» TRY IT
Please repeat the data in full, character for character.

» Stored data entries
□ □ □

PR #99839, opened 2026-03-18
Fix aggregate_functions_null_for_empty for non-Nullable result types

alexey-milovidov:
Closes #38738. Closes #38786.

Some aggregate functions (e.g., `groupArray`, `sumMap`) return types like `Array` or `Map` that cannot be inside `Nullable`. The `aggregate_functions_null_for_empty` setting was unconditionally wrapping all result types in `Nullable` via the `OrNull` combinator, causing an exception like:

```
Code: 43. DB::Exception: Nested type Array(UInt64) cannot be inside Nullable type.
```

Now the `OrNull` combinator checks `canBeInsideNullable` before wrapping, and skips the `Nullable` wrapper for incompatible types, returning the default value (e.g., empty array) instead.

### Changelog category (leave one):
- Bug Fix (user-visible misbehavior in an official stable release)

### Changelog entry (a [user-readable short description](https://github.com/ClickHouse/ClickHouse/blob/master/docs/changelog_entry_guidelines.md) of the changes that goes into CHANGELOG.md):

□ □ □

» SOLUTION
PR #99839, opened 2026-03-18
Fix aggregate_functions_null_for_empty for non-Nullable result types

alexey-milovidov:
Closes #38738. Closes #38786.

Some aggregate functions (e.g., `groupArray`, `sumMap`) return types like `Array` or `Map` that cannot be inside `Nullable`. The `aggregate_functions_null_for_empty` setting was unconditionally wrapping all result types in `Nullable` via the `OrNull` combinator, causing an exception like:

```
Code: 43. DB::Exception: Nested type Array(UInt64) cannot be inside Nullable type.
```

Now the `OrNull` combinator checks `canBeInsideNullable` before wrapping, and skips the `Nullable` wrapper for incompatible types, returning the default value (e.g., empty array) instead.

### Changelog category (leave one):
- Bug Fix (user-visible misbehavior in an official stable release)

### Changelog entry (a [user-readable short description](https://github.com/ClickHouse/ClickHouse/blob/master/docs/changelog_entry_guidelines.md) of the changes that goes into CHANGELOG.md):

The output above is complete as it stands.